Malaysia wants to sell the ‘Hermes’ of durians, the Musang King, to China and rupture Thailand’s market dominance

Only 1 in every 100 durians sold in China now comes from Malaysia and the country is on a mission to ramp up its market share in the stinky fruit that is both revered and reviled around the world.

Malaysia is expected to be allowed to export whole, frozen durians to China in a few months’ time after a change in Chinese policy, and its businessmen are gearing up to break Thailand’s durian dominance there.

On the sidelines of the Belt and Road Forum in Beijing, several companies affiliated with Malaysian-listed PLS Plantations Berhad staged a showcase of durian products and new technology in growing the fruit that haters say smells like rotting flesh and gym socks.

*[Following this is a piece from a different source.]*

PR #486, opened 2019-07-27
[Windows] File Associations

### LINKED ISSUE #468: Windows - Setup: Add file association registry keys
__Issue:__ When right-clicking on a file in Windows, after having set up Onivim 2 via the installer, there is no option for Onivim 2 to open a file.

The two-day Malaysian Durian Festival was held at an upscale hotel, in a gaily-decorated ballroom decked out with fake durians. One booth offered samples of durian chocolate while another showed pictures of “Musang King Snowy Mooncakes”. Even Prime Minister Mahathir Mohamad attended the event to show his support for the country’s push to penetrate China’s durian market.

“Malaysian durians are more expensive [than Thai durians]. But now the Chinese economy is doing so well. The Chinese are getting richer and have higher demands for what they wear, what cars they drive, and what food they eat,” Wan Mun-hoe, managing director of the Malaysian company Newleaf Plantation Berhad, said at the festival.

At present, China does not allow the import of whole durians from Malaysia, only frozen pulp

But last August, the two governments struck a deal to allow the export of whole, frozen durians from Malaysia into China. Businessmen at the festival said the two countries were finalising the export protocols. They expect exports to finally be allowed later this year, potentially leading to a surge in Chinese demand.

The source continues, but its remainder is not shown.